Negli anni ’60 e ’70 gli artisti concettuali dicevano che l’arte non esiste nell’oggetto d’arte ma solo nella mente dello spettatore. Di qui la domanda: quando l’arte si trasforma e diventa valuta e la valuta diventa arte?

Che questa non sia una domanda paradossale ce lo dimostra ultimamente la storica casa d’aste londinese Christie’s che ha battuto per oltre 60 milioni di dollari la prima opera d’arte “non fisica” dal titolo “Everydays-The first 500 days” di Beeple, al secolo l’artista Mike Winkelmann. La sua opera rappresenta il codice alfanumerico identificativo del “Non Fungible Token” (Nft).

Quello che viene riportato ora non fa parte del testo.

PR #785, opened 2026-04-04
Check that files exist on image upgrade

ahmedre:
When the image version is upgraded within the app, it's likely that the
person using the app may already have the newest images. We can find out
by checking for the version file within the zip file's extractions. This
patch makes the logic safer by ensuring that zip files that got
extracted incompletely (due to some file system error, out of space,
etc) are not also presumed to be downloaded.

### DIFF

Sarà questo l’inizio della Crypto Art mania? Probabilmente si, perché nell’Nft le transazioni avvengono tutte quasi esclusivamente con cryptovalute e, in definitiva, rappresentano un certificato digitale inserito in una blockchain (una tecnologia di registro distribuito) che registra proprietà e autenticità di un asset, sia esso digitale o materiale.

Questo è uno strumento che ha dato la possibilità ai “digital artists”, finora quasi sconosciuti, di dare un valore e un mercato alle proprie creazioni.

Di Crypto Art si è iniziato a parlare già verso la fine del 2010, quando la tecnologia blockchain compie il suo primo anno e sollecita alcuni artisti che ne intravedono le possibilità di utilizzo per certificare, tracciare e vendere le proprie creazioni di arte digitale , il tutto online su piattaforme specializzate, tanto da superare, fino ad oggi, oltre 315 milioni di dollari di ricavi.

Per cercare di comprendere più facilmente il fenomeno degli Nft possiamo pensare alle celebri figurine Panini dei calciatori; in quelle bustine vi erano migliaia di figurine, ad esempio del grande Francesco Totti, ma se una di quelle figurine è autografata da Totti in persona acquista un valore incommensurabile pur essendo uguale alle migliaia di altre, cioè non è “fungibile”, consentendo, perciò, di monetizzare qualcosa che altrimenti non avrebbe avuto alcun valore commerciale.

Oggi nel mercato degli Nft si passa da opere di vero e proprio feticismo digitale, quale quelle di Jack Dorsey, cofondatore e CEO di Twitter alla Band musicale dei Kings of Leon che hanno messo in vendita il loro ultimo disco anche come Nft in edizione limitata, fino agli hightlights più noti delle partite di basket della NBA americana.

Su questo mercato c’è anche l’Italia, ad esempio con il duo Hackatao con ben 546 opere che hanno generato un numero di transazioni per oltre 6 milioni di dollari.

In proposito, è emblematico che gli Hackatao provengano dal mondo dell’arte “fisica” fino a quando, nel 2018, hanno scoperto le potenzialità di questa nuova forma espressiva che mette in discussione, secondo loro, “le logiche perverse del mondo dell’arte” rendendo possibile “un cambio di paradigma per questo mondo”.

Ma, alla fine, la domanda che sorge spontanea è: acquistare nel mercato dell’arte digitale sotto forma di Nft può essere un buon affare? Sembra di si, perché con questa tecnologia l’opera assume una garanzia di valore, è tracciata e conserva lo storico di tutte le transazioni avvenute, divenendo con ciò un esemplare unico in cui viene riconosciuto il valore della creatività a prescindere dal mezzo utilizzato per esprimerla.